The survey found that Mr Netanyahu’s right-wing Likud party would win even more parliamentary seats than it currently holds, and that its leader remains Israelis’ favourite choice as prime minister.

Analysts said the poll, published in the Haaretz newspaper, would come as welcome news to the prime minister. They argue that the slip in Mr Netanyahu’s personal standing is probably the result of short-term factors and all other indicators point to his continuing dominance over a weak and divided opposition.

The survey appears to confirm that Mr Netanyahu’s overall standing has not been affected by two of his most controversial decisions since taking office: his declaration of support for a demilitarised Palestinian state and the partial and temporary freeze on new buildings in West Bank settlements.

These moves had cost the prime minister the support of some right-wing voters, said Prof Fuchs, but at the same time Mr Netanyahu had gained new backers in the political centre.
The prime minister may also have benefited from the improved security situation and the fact that Israel has been largely unaffected by the global economic crisis.

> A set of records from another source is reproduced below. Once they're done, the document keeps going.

PR #131, opened 2018-08-22
WIP: Use regex for job-id lookup

willirath:
There's pbs schedulers returning with more verbose returns like: "Request 123456.asdfqwer submitted to queue: standard."

- [x] ~~f0566c8 should be fully compatible to the former version.~~
- [x] ~~It's probably a good thing to make the regex configurable.  I'll go ahead and add this as well.~~
- [x] Moving the regex matching in core.py
- [x] Making it a static string in the code, non configurable, with a value of r'\d+'
- [x] Deleting all _job_id_from_submit_output from JobQueueCluster subclasses
- [x] Adding tests
- [x] Updating trouble shooting section of the docs

### DIFF
--- a/dask_jobqueue/core.py
+++ b/dask_jobqueue/core.py
@@ -409,16 +409,20 @@ class JobQueueCluster(Cluster):
         return jobs
 
     def _job_id_from_submit_output(self, out):
-        msg = ('Could not parse job id from submission command output. Job id '
-               'regexp is {}, submission command output is: {}'.format(
-                    self.job_id_regexp, out))
+        no_match_msg = ('Could not parse job id from submission command '
+                        'output. Job id regexp is {}, submission command '
+                        'output is: {}'.format(self.job_id_regexp, out))
 
         match = re.search(self.job_id_regexp, out)
         if match is None:
-            raise ValueError(msg)
+            raise ValueError(no_match_msg)
 
-        job_id = match.group('job_id')
+        no_job_id_msg = ("You need to use a `job_id` named group, e.g. "
+                         "'(?P<job_id>\d+),' in your regexp. Your regexp was: "
+                         "{}".format(self.job_id_regexp))
+
+        job_id = match.groupdict().get('job_id')
         if job_id is None:
-            raise ValueError(msg)
+            raise ValueError(no_job_id_msg)
 
         return job_id
--- a/dask_jobqueue/core.py
+++ b/dask_jobqueue/core.py
@@ -2,6 +2,7 @@ from __future__ import absolute_import, division, print_function
 
 import logging
 import math
+import re
 import shlex
 import subprocess
 import sys
@@ -407,5 +408,4 @@ class JobQueueCluster(Cluster):
         return jobs
 
     def _job_id_from_submit_output(self, out):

It is interesting to see a main stream media reporter rushing to celebrate a purported loss of approval for Prime Minister Netanyahu, rather than the truth of his continued high approval rating compared with his rival Tzipi Livni. Clearly the author could have done a little bit more research to sort out the difference between an incorrect reading of the data and a correct one. Netanyahu’s approval rating in his country is and has consistently been higher than Barack Obama’s approval rating in the US.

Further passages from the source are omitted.